■ ASSIGNMENT: Return, from the material below, each line in which "anyways" occurs.
(THE DATA begins)
PR #9303, opened 2023-01-19
Confirmation should be rightmost button

eanders-ms:
Fixes https://github.com/microsoft/pxt-arcade/issues/5368


kimprice:
The issue states the "report abuse dialog" also needs to be switched.

eanders-ms:
Report abuse is in the share page. I think it's in a different repo? I will log a separate bug for that.

kimprice (approved):

eanders-ms:
Logged: https://github.com/microsoft/pxt-arcade/issues/5518

PR #9304, opened 2023-01-19
Put multiplayer debug output behind a flag

eanders-ms:
Fixes https://github.com/microsoft/pxt-arcade/issues/5334

### DIFF
--- a/multiplayer/src/epics/hostGameAsync.ts
+++ b/multiplayer/src/epics/hostGameAsync.ts
@@ -30,7 +30,7 @@ export async function hostGameAsync(shareCode: string | undefined) {
         dispatch(connectingToast);
 
         const hostResult = await gameClient.hostGameAsync(shareCode);
-        console.log(hostResult);
+        pxt.debug(hostResult);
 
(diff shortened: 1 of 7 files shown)


kimprice:
What's the difference between using `console.log` vs `pxt.log`? Do you need to have a flag to convert `pxt.log` to `console.log` like you do for debug?

What's the logic behind when to use `debug` vs `log`?

eanders-ms:
`pxt.log` routes to `console.log`, if it exists. Or pxt.log can be reassigned to a different method, something one might want to do if using pxtlib in a command line tool.

`pxt.debug` is the same, but behind a flag. Useful when you want to debug an issue a user is experiencing and want to get all the debug data that was useful during development. Rather than strip out those logs, they can be put behind pxt.debug.

Here are the default implementations: https://github.com/microsoft/pxt/blob/7d75808e5cb4731bbbd495fcfb5881bd761da35f/pxtlib/main.ts#L335

kimprice (approved):

jwunderl (approved):

PR #9305, opened 2023-01-19
When a multiplayer popup is expanded, clicking the button again should hide it

eanders-ms:
Fixes https://github.com/microsoft/pxt-arcade/issues/5313

### DIFF
--- a/multiplayer/src/hooks/useClickedOutside.ts
+++ b/multiplayer/src/hooks/useClickedOutside.ts
@@ -1,20 +1,22 @@
 import { useEffect, RefObject } from "react";
 
 export function useClickedOutside(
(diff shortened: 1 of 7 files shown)


multiplayer/src/hooks/useClickedOutside.ts
```diff
@@ -1,20 +1,22 @@
 import { useEffect, RefObject } from "react";
 
 export function useClickedOutside(
-    ref: RefObject<Element | undefined>,
+    refs: RefObject<Element | null>[],
```
eanders-ms, line 4: The essential piece is this change. We can provide additional refs considered inside the click area.

jwunderl (approved):

PR #9313, opened 2023-01-21
multiplayer: register both join handlers separately to avoid dropping msgs

jwunderl:
fix for https://github.com/microsoft/pxt-arcade/issues/5531

I suspect this is the issue we were hitting with late joiners not getting the initial screen causing screen compression / partial screen updates to fail

here's a build: https://arcade.makecode.com/app/7b49972cc23786e9b7696c213f27dd03ddef93e7-82f76e9ff6--multiplayer (remember to not use the join link it gives you directly as that won't point you to the right build)

### DIFF
--- a/multiplayer/src/services/gameClient.ts
+++ b/multiplayer/src/services/gameClient.ts
@@ -60,7 +60,7 @@ class GameClient {
     screen: Buffer | undefined;
     clientRole: ClientRole | undefined;
     gameOverReason: GameOverReason | undefined;
-    joinMessageInTimeHandler: ((a: any) => void) | undefined;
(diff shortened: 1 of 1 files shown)


jwunderl:
As a sidenote do you remember the bug you were seeing that required this? https://github.com/microsoft/pxt/blob/multiplayerDontDropJoiningMsgs/multiplayer/src/services/gameClient.ts#L192-L193 -- it feels a little like it might be related, I'm not seeing any problems in local serve / staging testing when dropping the settimeout there -- I'll test a bit more and produce a build with that change and then I can drop that too if we don't notice anything?

eanders-ms (approved):
Nice that seems to have fixed it! Excellent sleuthing. I wouldn't have suspected this code, as wonky as it is.

PR #9314, opened 2023-01-21
Fix Tutorial Next Button After Refresh

thsparks:
We were seeing an issue with code validation, where after refreshing the page, the Next button in a tutorial no longer worked. To fix it, I've removed the caching of tutorial validators on the TutorialInfo and TutorialStepInfo objects.

When a tutorial is reloaded, these objects get serialized and then deserialized, but the "execute" method is not able to be stored in the serialized format, so it's lost in the process. As a result, when we try to call it, we get an error that it doesn't exist.

This cache isn't saving us from much work right now anyway (validation construction is relatively cheap), so I've opted to simply remove it. If we decide we need it later on, we could cache it elsewhere (like on the TutorialContainer itself) and make sure it's cleared/refreshed as needed.

Fixes https://github.com/microsoft/pxt-arcade/issues/5533

### DIFF
--- a/webapp/src/components/tutorial/TutorialContainer.tsx
+++ b/webapp/src/components/tutorial/TutorialContainer.tsx
@@ -114,7 +114,7 @@ export function TutorialContainer(props: TutorialContainerProps) {
 
         currentStepInfo.localValidationConfig?.validatorsMetadata?.forEach(v => validators[v.validatorType] = GetValidator(v));
         tutorialOptions.globalValidationConfig?.validatorsMetadata?.forEach(v => {
-            if(!validators[v.validatorType]) {
+            if (!validators[v.validatorType]) {
                 validators[v.validatorType] = GetValidator(v);
             }
         })
--- a/webapp/src/components/tutorial/TutorialContainer.tsx
+++ b/webapp/src/components/tutorial/TutorialContainer.tsx
@@ -7,7 +7,7 @@ import { TutorialHint } from "./TutorialHint";
 import { TutorialResetCode } from "./TutorialResetCode";
 import { classList } from "../../../../react-common/components/util";
 import { TutorialValidationErrorMessage } from "./TutorialValidationErrorMessage";
-import { PopulateValidatorCache } from "../tutorialValidators";
+import { GetValidator } from "../tutorialValidators";
 import CodeValidator = pxt.tutorial.CodeValidator;
 import CodeValidationResult = pxt.tutorial.CodeValidationResult;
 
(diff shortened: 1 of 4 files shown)


jwunderl (approved):

webapp/src/components/tutorial/TutorialContainer.tsx
```diff
@@ -110,17 +110,14 @@ export function TutorialContainer(props: TutorialContainerProps) {
...
-        const localValidators =
-            currentStepInfo.localValidationConfig?.validators ??
-            PopulateValidatorCache(currentStepInfo.localValidationConfig);
-
-        let validators: pxt.Map<CodeValidator> = {
-            ...(globalValidators ?? {}),
-            ...(localValidators ?? {})
-        };
+        let validators: pxt.Map<CodeValidator> = {};
+
```
thsparks, line 114: If there's a more elegant way to populate `validators` here, I'm open to suggestions. I figured this way, we at least don't unnecessarily create global validators that are just going to be replaced by local ones, but the code itself seems a little messy.

jwunderl: Eh, I think it's fine here, think the alternatives are typically pretty ugly and it's mapping an array to an object anyways.

If you really wanted you could do something like `(currentStepInfo.localValidationConfig.validatorsMeta ?? []).concat(tutorialOptions.globalValidationConfig ?? [])` and keep the same `if (!validators[blah])`, and possible use an `Array.reduce`, but neither of those typically end up particularly pretty anyways

webapp/src/components/tutorial/TutorialContainer.tsx
```diff
@@ -110,17 +110,14 @@ export function TutorialContainer(props: TutorialContainerProps) {
...
+        currentStepInfo.localValidationConfig?.validatorsMetadata?.forEach(v => validators[v.validatorType] = GetValidator(v));
+        tutorialOptions.globalValidationConfig?.validatorsMetadata?.forEach(v => {
+            if(!validators[v.validatorType]) {
```
jwunderl, line 117:
```suggestion
            if (!validators[v.validatorType]) {
```
nit

thsparks: One day I'll remember to check for these before sending the PR :)

webapp/src/components/tutorial/TutorialContainer.tsx
thsparks: Hmm fair point. Suppose I'll leave it as-is for now, then. Thanks for the info!

webapp/src/components/tutorial/TutorialContainer.tsx
jwunderl: I mean really we should just automatically run prettier or something so we never have to think about formatting, just have to find a way to get prettier to ignore our hacky `lf` logic (or support lfs going to new lines in the cli). I'll try to find some free time to do it someday haha

PR #9320, opened 2023-01-23
add a flag to allow tutorials to show blocks collapsed in hints, template code

jwunderl:
e.g. so if you have a template section in a tutorial like the following it starts off collapsed in order to 'hide' it from view at the start (or if you want to show it exists in a hint, but not in detail)

No bug associated, just a very quick feature that came out of a chat with kiki~

image

Maybe we could even emit this so collapsed / non collapsed state persists through compile / decompile ;)

### DIFF
--- a/pxtblocks/blocklyimporter.ts
+++ b/pxtblocks/blocklyimporter.ts
@@ -40,18 +40,21 @@ namespace pxt.blocks {
             .filter(b => !!b.getCommentText())
             .forEach(b => {
                 const initialCommentText = b.getCommentText();
+                if (/@hide/.test(initialCommentText) && opts.applyHideMetaComment) {
+                    b.dispose(true);
+                    return;
+                }
+
                 let newCommentText = initialCommentText;
                 if (/@highlight/.test(newCommentText)) {
                     newCommentText = newCommentText.replace(/@highlight/g, '').trim();
                     (workspace as Blockly.WorkspaceSvg).highlightBlock?.(b.id, true)
                 }
-                if (/@hide/.test(newCommentText) && opts.applyHideMetaComment) {
-                    b.dispose(true);
-                }
                 if (/@collapsed/.test(newCommentText) && !b.getParent()) {
                     newCommentText = newCommentText.replace(/@collapsed/g, '').trim();
                     b.setCollapsed(true);
                 }
+
                 if (initialCommentText !== newCommentText) {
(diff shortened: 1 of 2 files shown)


kiki-lee:
This is going to be so helpful in trying to wean off of magic blocks.  Thanks so much, @jwunderl !

eanders-ms (approved):

pxtblocks/blocklyimporter.ts
```diff
@@ -35,21 +33,28 @@ namespace pxt.blocks {
...
-                    const cc = c.replace(/@highlight/g, '').trim();
-                    b.setCommentText(cc || null);
+                const initialCommentText = b.getCommentText();
+                let newCommentText = initialCommentText;
+                if (/@highlight/.test(newCommentText)) {
+                    newCommentText = newCommentText.replace(/@highlight/g, '').trim();
                     (workspace as Blockly.WorkspaceSvg).highlightBlock?.(b.id, true)
                 }
-                if (/@hide/.test(c)) {
+                if (/@hide/.test(newCommentText) && opts.applyHideMetaComment) {
```
srietkerk, line 48: Could there ever be a case where there is both the `@hide` comment and the `@collapsed` comment on the same block? Would this cause a problem for the `if collapsed` or the following condition if we dispose of the block?

jwunderl: There would never be a meaningful situation where they would both apply (as the end result of hide & collapsed would just be hide), but it's a fair point / I'll move the hide to the bottom just in case (it wouldn't ever throw but better safe than sorry / etc)

thsparks (approved):
Nice!

pxtblocks/blocklyimporter.ts
srietkerk: So hiding a block makes it so it doesn't make sense to apply the other flags because we get rid of it, am I understanding that correctly?

jwunderl: hiding a block is basicaly equivalent to just deleting it (in fact, that's exactly what the code is doing with the call to dispose, and why it's only enabled with the flag when the blocks are being decompiled for screenshots) - so highlighting, collapsing, or really any other mutation to a block that is going to be deleted doesn't make too much sense, though we might come up with a reason to fiddle with it when we add more flags in the future :)

srietkerk (approved):
Looks good!

PR #9322, opened 2023-01-25
keep comments on blocks when loading blocks for tutorial info

jwunderl:
Last pr made the comments get stripped when decompiling (which was the old behavior / only went away as a sideeffect of the small 'hide blocks' pr back in dec).

Headless workspaces actually don't have a concept of highlighting (`(workspace as Blockly.WorkspaceSvg).highlightBlock?.(b.id, true)` in blocklyimporter bails out on the `?.`), so we have to persist the comments when loading up the workspace so we can read them again when getting usedblocks: https://github.com/microsoft/pxt/blob/master/webapp/src/tutorial.tsx#L104 .


thsparks (approved):
LGTM! Thanks!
(THE DATA ends)
■ TASK OUTPUT:
jwunderl: Eh, I think it's fine here, think the alternatives are typically pretty ugly and it's mapping an array to an object anyways.
If you really wanted you could do something like `(currentStepInfo.localValidationConfig.validatorsMeta ?? []).concat(tutorialOptions.globalValidationConfig ?? [])` and keep the same `if (!validators[blah])`, and possible use an `Array.reduce`, but neither of those typically end up particularly pretty anyways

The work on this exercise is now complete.